──────── RECORDS FOR THIS TASK ────────
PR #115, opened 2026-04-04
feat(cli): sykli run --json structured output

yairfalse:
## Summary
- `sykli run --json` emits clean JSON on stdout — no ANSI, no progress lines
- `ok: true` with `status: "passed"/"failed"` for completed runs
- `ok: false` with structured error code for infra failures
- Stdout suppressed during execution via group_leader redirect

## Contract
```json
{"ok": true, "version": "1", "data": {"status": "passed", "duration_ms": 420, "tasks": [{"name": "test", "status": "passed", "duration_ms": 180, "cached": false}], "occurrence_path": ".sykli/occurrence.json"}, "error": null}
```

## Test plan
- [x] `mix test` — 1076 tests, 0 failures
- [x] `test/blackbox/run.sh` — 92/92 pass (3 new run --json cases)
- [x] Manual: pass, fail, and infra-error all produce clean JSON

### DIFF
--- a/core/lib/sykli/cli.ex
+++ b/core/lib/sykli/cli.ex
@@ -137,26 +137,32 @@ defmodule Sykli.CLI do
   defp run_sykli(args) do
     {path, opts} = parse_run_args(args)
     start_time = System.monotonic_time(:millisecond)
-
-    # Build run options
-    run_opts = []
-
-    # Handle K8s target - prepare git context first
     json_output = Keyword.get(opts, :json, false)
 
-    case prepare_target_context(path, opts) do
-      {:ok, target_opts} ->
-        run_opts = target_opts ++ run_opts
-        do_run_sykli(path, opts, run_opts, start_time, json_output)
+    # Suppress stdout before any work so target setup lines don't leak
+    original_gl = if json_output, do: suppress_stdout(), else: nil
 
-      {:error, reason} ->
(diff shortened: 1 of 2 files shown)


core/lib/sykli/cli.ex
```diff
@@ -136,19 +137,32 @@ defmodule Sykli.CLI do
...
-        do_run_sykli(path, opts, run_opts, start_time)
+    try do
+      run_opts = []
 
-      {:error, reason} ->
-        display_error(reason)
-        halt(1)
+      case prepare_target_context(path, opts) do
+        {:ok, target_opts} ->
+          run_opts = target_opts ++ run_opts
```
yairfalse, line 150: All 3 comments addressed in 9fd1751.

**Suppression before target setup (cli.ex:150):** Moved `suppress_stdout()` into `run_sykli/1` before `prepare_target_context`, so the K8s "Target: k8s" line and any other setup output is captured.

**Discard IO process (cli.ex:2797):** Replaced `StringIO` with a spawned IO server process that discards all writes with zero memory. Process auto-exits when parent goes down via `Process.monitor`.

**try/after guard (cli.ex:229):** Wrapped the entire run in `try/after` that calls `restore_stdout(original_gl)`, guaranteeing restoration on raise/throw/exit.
────────
──────── RECORDS FOR THIS TASK ────────
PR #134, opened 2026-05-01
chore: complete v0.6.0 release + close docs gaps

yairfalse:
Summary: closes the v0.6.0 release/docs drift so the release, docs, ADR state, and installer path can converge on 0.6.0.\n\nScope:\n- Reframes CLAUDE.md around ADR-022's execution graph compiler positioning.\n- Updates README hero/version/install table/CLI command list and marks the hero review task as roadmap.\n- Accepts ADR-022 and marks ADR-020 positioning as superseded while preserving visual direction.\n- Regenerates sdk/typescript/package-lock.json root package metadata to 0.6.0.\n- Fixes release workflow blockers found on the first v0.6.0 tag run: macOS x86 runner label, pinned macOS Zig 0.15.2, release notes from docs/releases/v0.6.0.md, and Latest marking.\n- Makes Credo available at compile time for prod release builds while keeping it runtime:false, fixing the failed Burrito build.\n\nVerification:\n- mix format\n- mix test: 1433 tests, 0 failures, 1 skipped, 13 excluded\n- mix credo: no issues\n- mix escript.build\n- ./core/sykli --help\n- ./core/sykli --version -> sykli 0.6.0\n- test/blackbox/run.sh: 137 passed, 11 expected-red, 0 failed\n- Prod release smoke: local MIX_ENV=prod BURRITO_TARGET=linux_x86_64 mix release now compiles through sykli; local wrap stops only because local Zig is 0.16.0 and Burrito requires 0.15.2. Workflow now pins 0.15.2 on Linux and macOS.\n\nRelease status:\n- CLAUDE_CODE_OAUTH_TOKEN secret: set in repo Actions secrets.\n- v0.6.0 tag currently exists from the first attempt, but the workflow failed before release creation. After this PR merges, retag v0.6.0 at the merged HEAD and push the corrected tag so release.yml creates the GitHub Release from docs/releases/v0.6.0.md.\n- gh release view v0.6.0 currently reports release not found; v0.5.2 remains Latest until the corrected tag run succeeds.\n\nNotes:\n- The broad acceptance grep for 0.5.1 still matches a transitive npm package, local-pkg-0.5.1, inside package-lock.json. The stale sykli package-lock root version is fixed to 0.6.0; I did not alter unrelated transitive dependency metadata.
────────
◆ PROBLEM
Give back the records above exactly, limited to the lines between the one holding "no progress lines" and the one holding "output is captured.", inclusive.

◆ SOLUTION TO THIS TASK
- `sykli run --json` emits clean JSON on stdout — no ANSI, no progress lines
- `ok: true` with `status: "passed"/"failed"` for completed runs
- `ok: false` with structured error code for infra failures
- Stdout suppressed during execution via group_leader redirect

## Contract
```json
{"ok": true, "version": "1", "data": {"status": "passed", "duration_ms": 420, "tasks": [{"name": "test", "status": "passed", "duration_ms": 180, "cached": false}], "occurrence_path": ".sykli/occurrence.json"}, "error": null}
```

## Test plan
- [x] `mix test` — 1076 tests, 0 failures
- [x] `test/blackbox/run.sh` — 92/92 pass (3 new run --json cases)
- [x] Manual: pass, fail, and infra-error all produce clean JSON

### DIFF
--- a/core/lib/sykli/cli.ex
+++ b/core/lib/sykli/cli.ex
@@ -137,26 +137,32 @@ defmodule Sykli.CLI do
   defp run_sykli(args) do
     {path, opts} = parse_run_args(args)
     start_time = System.monotonic_time(:millisecond)
-
-    # Build run options
-    run_opts = []
-
-    # Handle K8s target - prepare git context first
     json_output = Keyword.get(opts, :json, false)
 
-    case prepare_target_context(path, opts) do
-      {:ok, target_opts} ->
-        run_opts = target_opts ++ run_opts
-        do_run_sykli(path, opts, run_opts, start_time, json_output)
+    # Suppress stdout before any work so target setup lines don't leak
+    original_gl = if json_output, do: suppress_stdout(), else: nil
 
-      {:error, reason} ->
(diff shortened: 1 of 2 files shown)


core/lib/sykli/cli.ex
```diff
@@ -136,19 +137,32 @@ defmodule Sykli.CLI do
...
-        do_run_sykli(path, opts, run_opts, start_time)
+    try do
+      run_opts = []
 
-      {:error, reason} ->
-        display_error(reason)
-        halt(1)
+      case prepare_target_context(path, opts) do
+        {:ok, target_opts} ->
+          run_opts = target_opts ++ run_opts
```
yairfalse, line 150: All 3 comments addressed in 9fd1751.

**Suppression before target setup (cli.ex:150):** Moved `suppress_stdout()` into `run_sykli/1` before `prepare_target_context`, so the K8s "Target: k8s" line and any other setup output is captured.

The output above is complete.